[EXERCISE GOAL]: Nothing but the lines from the start of the records through the line that contains "This issue is" is to be copied, and each is to be copied exactly.

[INPUT MATERIAL]:
Issue #274, opened 2019-10-08
Support composite database projects


Herdo:
This issue is a rough idea for reverse engineering a database context from a composite database project.

A composite database project is the aggregate of multiple, smaller and reusable DACPACs. For example, a shared DACPAC contains a table called `User`, which is used accross multiple applications that access the same database. Instead of defining the table `User` in every application's database project, the table is provided in the DACPAC. This DACPAC gets referenced by the application database projects.

When reverse engineering the composite application database project, I'd like to include the `User` table from the shared DACPAC in the same data context.

---
The only way to do this right now is to deploy the composite database project with all dependencies to a database, and reverse engineer from there.

With this issue, I'd like to suggest to "somehow" skip this deployment step, and directly create a composite database context from the composite database project.

ErikEJ:
Can you provide a sample VS solution?

Herdo:
> Can you provide a sample VS solution?

Sure, will do soon.

Herdo:
Here's an example solution:
[CompositeDatabase.zip](https://github.com/ErikEJ/EFCorePowerTools/files/3718258/CompositeDatabase.zip)

Trying to reverse engineer the composite database project fails for me.

Herdo:
Note to the ZIP: I didn't expect it to fail in the initial report. So I'd still call this an enhancement than a bug 😉

ErikEJ:
Hmm.. Looks like you can:
- Find any external references in the "mother" dacpac:
```
		<CustomData Category="Reference" Type="SqlSchema">
			<Metadata Name="FileName" Value="C:\USERS\ERIK\DOWNLOADS\COMPOSITEDATABASE\COMPOSITEDATABASE\SHAREDDATABASEOBJECTS\BIN\DEBUG\SHAREDDATABASEOBJECTS.DACPAC" />
```
https://github.com/GoEddie/Dacpac-References 

If you find any then you can load the reference dacpac, script it, and load it into the "mother" TSqlModel, but it seems quite brittle...

https://docs.microsoft.com/en-us/dotnet/api/microsoft.sqlserver.dac.dacservices.script?view=sql-dacfx-140.3881.1

https://docs.microsoft.com/en-us/dotnet/api/microsoft.sqlserver.dac.model.tsqlmodel.addobjects?view=sql-dacfx-140.3881.1#Microsoft_SqlServer_Dac_Model_TSqlModel_AddObjects_System_String_

Herdo:
[...]

PR #369, opened 2020-04-16
Fix for case 2 in #274

Herdo:
parser.GetCustomData() throws FileNotFoundException for missing DACPACs.

The FileNotFoundException is OK if the reference of the root DACPAC is not found.
It is however not OK if the missing DACPAC is only referenced by another DACPAC than the root DACPAC, but not by the root DACPAC directly.
Therefore, skip missing DACPACs if they're not directly referenced by the root DACPAC.

### DIFF
--- a/src/GUI/ReverseEngineer20/DacpacConsolidate/DacpacConsolidator.cs
+++ b/src/GUI/ReverseEngineer20/DacpacConsolidate/DacpacConsolidator.cs
@@ -39,8 +39,8 @@ namespace ReverseEngineer20.DacpacConsolidate
             var parser = new HeaderParser(dacpacPath);
 
             var references = parser.GetCustomData()
-                                   .Where(p => p.Category == "Reference" && p.Type == "SqlSchema")
-                                   .ToList();
+                .Where(p => p.Category == "Reference" && p.Type == "SqlSchema")
+                .ToList();
 
             if (references.Count == 0)
             {
--- a/src/GUI/ReverseEngineer20/DacpacConsolidate/DacpacConsolidator.cs
+++ b/src/GUI/ReverseEngineer20/DacpacConsolidate/DacpacConsolidator.cs
@@ -10,7 +10,7 @@ namespace ReverseEngineer20.DacpacConsolidate
     {
         public string Consolidate(string dacpacPath)
         {
-            var fileNames = GetAllReferences(dacpacPath);
+            var fileNames = GetAllReferences(dacpacPath, true);
 
             if (fileNames.Count == 0)
             {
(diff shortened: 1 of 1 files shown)


src/GUI/ReverseEngineer20/DacpacConsolidate/DacpacConsolidator.cs
```diff
@@ -26,13 +26,21 @@ public string Consolidate(string dacpacPath)
...
+                // For that case, DACPACs not referenced directly by the root DACPAC are optional.
+                return Enumerable.Empty<string>().ToList();
+            }
+
             var parser = new HeaderParser(dacpacPath);
 
             var references = parser.GetCustomData()
-                .Where(p => p.Category == "Reference" && p.Type == "SqlSchema")
-                .ToList();
+                                   .Where(p => p.Category == "Reference" && p.Type == "SqlSchema")
```
ErikEJ, line 42: Please fix indentation

ErikEJ:
Looks good, assume you have verified? Just small formatting issue

src/GUI/ReverseEngineer20/DacpacConsolidate/DacpacConsolidator.cs
Herdo: Thank you ReSharper. Will fix.

Herdo:
> Looks good, assume you have verified? Just small formatting issue

Currently on it - fails to build on my work machine, though.
I'll give you a GO when it works.

ErikEJ:
Otherwise just fix the formatting, and I will run some testing after merge

Herdo:
Okay, go ahead. **I'll try verify the merge with the new daily build.**
Local version is missing some manifest stuff I'm unable to find anywhere.

ErikEJ:
Could you provide details about the build issue, it is important for me that contributors can build without friction?

(I will also update the efreveng.exe.zip file after merge, so hold on a little while with the daily build)

ErikEJ:
Daily build 2.4.30 is now available

Herdo:
@ErikEJ Build error on work machine was: `The target “GenerateFileManifest” does not exist in the project.`

I tried to verify the changes with the new daily build. However, the next error pops up now.
I'll need to debug this to solve that. Could you please have a look after the error above?

ErikEJ:
@Herdo  Could you share your stack of files with me privately?
What is "the next error" ?
Re the error:
Do yo have the VS extensibility workload installed?
Which VS version do you use?

ErikEJ:
@Herdo Ping?

Herdo:
I got it to compile - currently working on the fix(es).

Visual Studio Version is 16.5.4. Visual Studio extension development workload is installed.
Building as x86 in Debug mode, with EFCorePowerTools as startup project. 

Now it’s working – error is gone. Only difference was restarting Visual Studio a few times.
No changes were made otherwise. Let’s just dismiss this as random Visual Studio error. 

I'll open two new pull requests for the fixes later.

Herdo:
@ErikEJ Pong

Herdo:
@ErikEJ Turns out "the next error" was a very weird state in several DACPACs.
It get's quiet complicated, and I conclude that there's no error in the current state of the EFCorePowerTools, instead our sqlprojects at work were messed up.

I'll make a new pull request with some details.

PR #371, opened 2020-04-16
Stability improvements and developer help

Herdo:
Follow-up to #274 and #369 

Stability Improvements:
- MAJOR: If a referenced DACPAC points to other DACPACs, and those DACPACs don't exist in the build output of our main project, it was included in the additional files. With this change, missing third-level DACPACs won't be included in the final reference list.
- MINOR: While building, the last write time might exceed two seconds, but the file was still built correctly. Validate against the build start time instead.
- MINOR: Accessing project.FullName might throw a NotImplementedException (from COM). In that case, the best match we can find is using the UniqueName.

Improved developer help:
- Added additional exception information for missing required references. This issues might be caused by an inconsistent usage of SuppressMissingDependenciesErrors in the database projects. The improved error message will point out that this might be the reason for the exception.

### DIFF
--- a/src/GUI/EFCorePowerTools/Extensions/EnvDTEExtensions.cs
+++ b/src/GUI/EFCorePowerTools/Extensions/EnvDTEExtensions.cs
@@ -65,12 +65,14 @@ namespace EFCorePowerTools.Extensions
                 File.Delete(file);
             }
 
+            var buildStartTime = DateTime.Now;
             if (!project.TryBuild()) return null;
 
             files = DirSearch(searchPath, "*.dacpac");
             foreach (var file in files)
             {
-                if (File.GetLastWriteTime(file) > DateTime.Now.AddSeconds(-2))
+                var lastWriteTime = File.GetLastWriteTime(file);
+                if (lastWriteTime > buildStartTime)
                 {
                     return file;
                 }
@@ -84,9 +86,21 @@ namespace EFCorePowerTools.Extensions
             var projects = Projects(dte);
             foreach (var project in projects)
             {
-                if (project.FullName == projectItemPath)
+                // Accessing project.FullName might throw a NotImplementedException (from COM).
+                // In that case, the best match we can find is using the UniqueName.
+                try
                 {
-                    return project;
+                    if (project.FullName == projectItemPath)
+                    {
+                        return project;
+                    }
+                }
+                catch (NotImplementedException)
+                {
+                    if (projectItemPath.EndsWith(project.UniqueName))
+                    {
+                        return project;
+                    }
                 }
             }
             return null;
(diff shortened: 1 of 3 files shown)


src/GUI/EFCorePowerTools/Extensions/EnvDTEExtensions.cs
```diff
@@ -84,9 +86,21 @@ private static Project GetProject(DTE dte, string projectItemPath)
             var projects = Projects(dte);
             foreach (var project in projects)
             {
-                if (project.FullName == projectItemPath)
```
ErikEJ, line 87: Is this something you have faced?

src/GUI/EFCorePowerTools/Extensions/EnvDTEExtensions.cs
```diff
@@ -65,12 +65,14 @@ public static string BuildSqlProj(this DTE dte, string sqlprojPath)
                 File.Delete(file);
             }
 
+            var buildStartTime = DateTime.Now;
```
ErikEJ, line 68: Good fix!

src/GUI/ReverseEngineer20/DacpacConsolidate/DacpacConsolidator.cs
```diff
@@ -54,6 +54,14 @@ private List<string> GetAllReferences(string dacpacPath, bool isRootDacpac)
                 .Select(i => Path.GetFullPath(Path.Combine(Path.GetDirectoryName(dacpacPath), i.Value)))
                 .ToList();
 
+            if (!isRootDacpac)
```
ErikEJ, line 57: Do we not already handle this in DcapacMerger line 39?

src/GUI/EFCorePowerTools/Extensions/EnvDTEExtensions.cs
```diff
@@ -65,12 +65,14 @@ public static string BuildSqlProj(this DTE dte, string sqlprojPath)
...
             if (!project.TryBuild()) return null;
 
             files = DirSearch(searchPath, "*.dacpac");
             foreach (var file in files)
             {
-                if (File.GetLastWriteTime(file) > DateTime.Now.AddSeconds(-2))
```
ErikEJ, line 73: Nice fix!

src/GUI/EFCorePowerTools/Extensions/EnvDTEExtensions.cs
ErikEJ, line 87: Is this something you have faced in real life?

Herdo: Indeed, while debugging earlier today.
It would randomly fail and threw NotImplementedExceptions when accessing the `FullName` property, both from the compiled code and the IntelliSense.
Therefore the fallback using the unique name.

src/GUI/ReverseEngineer20/DacpacConsolidate/DacpacConsolidator.cs
Herdo: Indeed, I didn't see that one.
Could either remove this, or keep it to "fail fast" and remove missing paths earlier.
Sadly I forgot the exact reason I put that there, or rather why the line in DacpacMerger didn't solve the issue I had.

PR #471, opened 2020-08-20
Add schema picker to filter schemas in table selection

ProH4Ck:
I added a feature to select custom schemas before table selection.
Actually only the user schema is loaded (at least with Oracle).


ErikEJ:
Thanks, maybe you should have proposed and discussed this first?

Not all databases use schemas.

and seems like an unnecessary step - maybe add a filtering option to the table selection dialog instead?

ProH4Ck:
Hi, @ErikEJ ,
When you are on the table picker dialog it's too late because tables are already loaded and if you don't pass `Schemas` property on `IDatabaseModelFactory` it loads only user tables. 
For databases that don't support schemas the user will never check the "Filter schemas" checkbox and everything works as now...

ErikEJ:
It sounds like you are working around a bug with the Oracle provider - selecting schemas works fine for SQL Server with the current design !?

ErikEJ:
Please share screenshots of the modified flow, thanks!

ProH4Ck:
So for SQL it loads all tables of all schemas the user has access to? 
With Oracle if you don't pass anything (default behavior) it loads only user schema (in Oracle a user always has a schema called with his name).

ChooseDb
ChooseSchemas
ChooseTables

ErikEJ:
Yes, that is the SQL server behaviour. 

Looks good, make sure Filter Schemas is not selected by default on the initial dialog.

ProH4Ck:
Yes. It's unchecked by default and setting is persisted (along with selected schemas) on Json configuration file.

src/GUI/EFCorePowerTools/EFCorePowerToolsPackage.cs
```diff
@@ -245,15 +245,18 @@ private IServiceProvider CreateServiceProvider()
                     .AddTransient<IPickServerDatabaseDialog, PickServerDatabaseDialog>()
                     .AddTransient<IPickTablesDialog, PickTablesDialog>()
                     .AddTransient<IModelingOptionsDialog, EfCoreModelDialog>()
-                    .AddTransient<IMigrationOptionsDialog, EfCoreMigrationsDialog>();
+                    .AddTransient<IMigrationOptionsDialog, EfCoreMigrationsDialog>()
+                    .AddTransient<IPickSchemasDialog, PickSchemasDialog>()
+                    .AddSingleton<Func<IPickSchemasDialog>>(sp => sp.GetService<IPickSchemasDialog>);
```
ErikEJ, line 250: Why is this required for the new dialog?

ProH4Ck: To avoid ServiceLocator (anti)pattern.
If you inject directly `IPickSchemasDialog` into `IPickServerDatabaseViewModel` it works only once and you got an error if you close and re-open Schemas dialog (without closing PickServerDatabaseDialog). This happens because in `IPickServerDatabaseViewModel` only a single istance of `IPickSchemasDialog` is created; when this instance is closed invoking `CloseRequested` you cannot use it anymore. To create a new istance every time dialog is requested (like you already do with other dialogs) a factory function is the only solution.

ErikEJ:
Just to be clear - you figured out how to build the .NET Core external tool (efreveng.exe) ?

ErikEJ:
Did some UI testing, the entry of schemas seem quite quirky - but works though.

I was allowed to enter an empty schema name, causing a NRE here:

            if (schemas != null)
                arguments += $" \"{string.Join(",", schemas.Select(s => **s.Name**.Replace("\"", "\\\"")))}\"";

src/GUI/EFCorePowerTools/Handlers/ReverseEngineerHandler.cs
```diff
@@ -72,8 +75,10 @@ public async void ReverseEngineerCodeFirst(Project project)
                     return;
 
                 var useEFCore5 = pickDataSourceResult.Payload.IncludeViews;
+                var filterSchemas = pickDataSourceResult.Payload.FilterSchemas;
+                var schemas = filterSchemas ? pickDataSourceResult.Payload.Schemas : null;
 
-                _package.Dte2.StatusBar.Text = "Loading schema information...";
+                _package.Dte2.StatusBar.Text = "Loading schema(s) information...";
```
ErikEJ, line 81: Please revert this line

ErikEJ: Actually change to: "Loading table list..."

ProH4Ck: Fixed

ProH4Ck:
> Did some UI testing, the entry of schemas seem quite quirky - but works though.
> 
> I was allowed to enter an empty schema name, causing a NRE here:
> 
> ```
>         if (schemas != null)
>             arguments += $" \"{string.Join(",", schemas.Select(s => **s.Name**.Replace("\"", "\\\"")))}\"";
> ```

Fixed & test added

PR #484, opened 2020-08-26
AsNoTracking() for procedures call

### LINKED ISSUE #483: Consider adding AsNoTracking() to StoredProcedures call
https://github.com/ErikEJ/EFCorePowerTools/blob/26f1cbc99c457f82b38ce1f91d6e201e98562f7e/src/GUI/RevEng.Core/DbContextExtensions#L14

consider to add an `AsNoTracking()` before the `ToArrayAsync()` as the [ef core docs states that](https://docs.microsoft.com/en-us/ef/core/querying/raw-sql#change-tracking):

>Queries that use the FromSqlRaw or FromSqlInterpolated methods follow the exact same change tracking rules as any other LINQ query in EF Core.

This can improve query with a lot of data, avoid to consume too much memory and cpu to manage the tracking of all the records.

micdenny:
fixes #483

### DIFF
--- a/src/GUI/RevEng.Core/DbContextExtensions
+++ b/src/GUI/RevEng.Core/DbContextExtensions
@@ -11,7 +11,7 @@ public static class DbContextExtensions
     {
         using (var db2 = new ContextForQueryType<T>(db.Database.GetDbConnection(), db.Database.CurrentTransaction))
         {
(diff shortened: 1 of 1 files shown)


micdenny:
Not needed because of this:

>Keyless entity types are never tracked. Wherever this article mentions entity types, it refers to entity types which have a key defined.

https://docs.microsoft.com/en-us/ef/core/querying/tracking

[ANSWER]:
Issue #274, opened 2019-10-08
Support composite database projects


Herdo:
This issue is a rough idea for reverse engineering a database context from a composite database project.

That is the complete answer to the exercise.